QNB Tunisia
- Type: Subsidiary
- Industry: Financial services
- Founded: March 3, 1982; 44 years ago
- Headquarters: Tunis, Tunisia
- Number of locations: 29 (2025)
- Area served: Tunisia
- Key people: Lotfi Debbabi (Country Manager)
- Revenue: USD 15 millions (2024)
- Operating income: USD 56,4 millions (2024)
- Total assets: USD 682,5 millions (2024)
- Total equity: USD 99,8 millions (2024)
- Number of employees: 400 (2025)
- Parent: QNB Group
- Website: qnb.com.tn

= QNB Tunisia =

Tunisian bank

QNB Tunisia, formerly referred as Tunisian Qatari Bank, is a medium-sized Tunisian bank. Subsidiary of the Qatari QNB Group.

== History ==
The bank was founded as the Tunisian-Qatari Investment Bank (TQB) under an agreement signed on March 3, 1982, between Qatar and Tunisia.
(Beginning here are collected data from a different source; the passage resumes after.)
PR #139, opened 2021-05-15
GLES2 improvements:

aclysma:
- FBOs render with inverted Y so that they can be sampled in the same way as other backends
 - Fix textures bound in descriptor sets using wrong texture unit index
 - Support debug output in GL
 - Demo now uses depth images for the default "invalid" shadow maps


rafx-assets/src/assets/graphics_pipeline/assets.rs
```diff
@@ -247,7 +247,7 @@ impl MaterialPassData {
                 return Err(error)?;
             }
 
-            log::trace!("  Reflection data:\n{:#?}", reflection_data);
+            //log::trace!("  Reflection data:\n{:#?}", reflection_data);
```
DavidVonDerau, line 250: Commented out?

rafx-framework/src/resources/cooked_shader.rs
```diff
@@ -100,7 +100,7 @@ impl ReflectedShader {
         // We iterate through the entry points we will hit for each stage. Each stage may define
         // slightly different reflection data/bindings in use.
         for reflection_data in entry_points {
-            log::trace!("  Reflection data:\n{:#?}", reflection_data);
+            //log::trace!("  Reflection data:\n{:#?}", reflection_data);
```
DavidVonDerau, line 103: Also commented.

demo-web/shaders/shader.vert.gles
```diff
@@ -15,5 +15,7 @@ void main()
 {
     interface_var_0 = in_uv;
     gl_Position = vec4(pos, 0.0, 1.0);
```
DavidVonDerau, line 17: What's going on here? Is this how people would have to write GL shaders? Or is this the generated shader code?

DavidVonDerau (approved):
Just a few questions, otherwise looks good.

demo-web/shaders/shader.vert.gles
aclysma: the shader processor inserts this fix automatically

rafx-assets/src/assets/graphics_pipeline/assets.rs
aclysma: yeah these are super spammy, even for trace

PR #1426, opened 2024-02-16
demo: product-availability

snkas:

### DIFF
--- a/demo/demos/product-availability/README.md
+++ b/demo/demos/product-availability/README.md
@@ -1,0 +1,79 @@
+# Demo: Product Availability
+
+The use case is of a data model that captures product
+availability changing across warehouses as they are bought and sold.
+
+## Data model
+
+There are three tables: `warehouse` and `product` have a many-to-many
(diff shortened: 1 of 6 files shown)


mohsinbeg:
Lets have a SQL model that uses multiple tables with continuous upsert and delete doing `over`, `top K`, `cross apply` queries.

snkas:
Updated the SQL model and corresponding data generation

lalithsuresh (approved):
I don't see any code that issues row deletes to the pipeline. Is it the case that there will be only a fixed number of rows, which are continuously updated?

snkas:
Yes, the current version is only with upserts. After this first continuous demo, I think we can expand the range and create another demo that does row deletes to limit input table size.

snkas:
Rebased against main, updated URL in README, couple of Python comment script updates.
Awaiting CI to merge.

snkas:
Added data generation status update at T=1, 6, 11, 16, etc. instead of after every row

PR #1431, opened 2024-02-19
demo: debezium-mysql: change demo sleep and healthcheck timeout

snkas:
Additionally, pull correct debezium mysql version in Earthfile.


ryzhyk (approved):
Good catch.

Issue #1380, opened 2024-02-02
Canned use cases and demos


lalithsuresh:
TODOs for the demos tab.
* [x] Remove "demos" from the top right view.
* [x] Remove "Feldera lessons" from the breadcrumb.
* [x] Do not use words or concepts that are not present in the rest of the project or website. So, stick to "programs, connectors, pipelines...".
* [x] When creating a demo, show the objects that will be created, organized by type: (One list named "Programs", one list named "Connectors"...)
* [x] Have a button called "Run demo" to click, which will have a progress bar or green check marks for the objects when they're created (and the program when compiled). It should then take users straight to the pipeline view when ready.
* [x] Stick to whatever is the easiest implementation w.r.t overwriting objects when re-running the demo.

Demo URLs
* [ ] Allow an external URL to launch demos directly in the sandbox, that we can then link to from the documentation. It should work even through authentication-related redirects.

cc @mohsinbeg @snkas

mohsinbeg:
> Allow an external URL to launch demos directly in the sandbox, that we can then link to from the documentation. It should work even through authentication-related redirects.

Ideally this should navigate the user to go specific demo card and highlight it for deployment.

PR #1434, opened 2024-02-19
Enable preserving the page to redirect to after authentication when redirecting

Karakatiza666:

I used SessionStorage to temporarily store the page to redirect to.
Tested with my private Cognito user pool

Fix https://github.com/feldera/feldera/issues/1380: Allow an external URL to launch demos directly in the sandbox. ... It should work even through authentication-related redirects.


gz (approved):
looks fine to me, but we should find a way to deploy these changes so we can try them out, or alternatively you teach me how to run with authentication locally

Following the decision of the interministerial council on February 11, 2002, the bank became an universal bank after agreement from both shareholder states. In 2004, TQB was the first bank to obtain approval from the Tunisian state to operate as a credit institution with the status of a universal bank, rather than an investment bank.

On April 1, 2013, TQB adopted a new name, Qatar National Bank Tunisia, following the acquisition by the QNB Group of almost all of the Tunisian state's shares.

In 2013, Bloomberg Markets magazine awarded QNB Group the title of World's Strongest Bank on a list of 78 banks worldwide.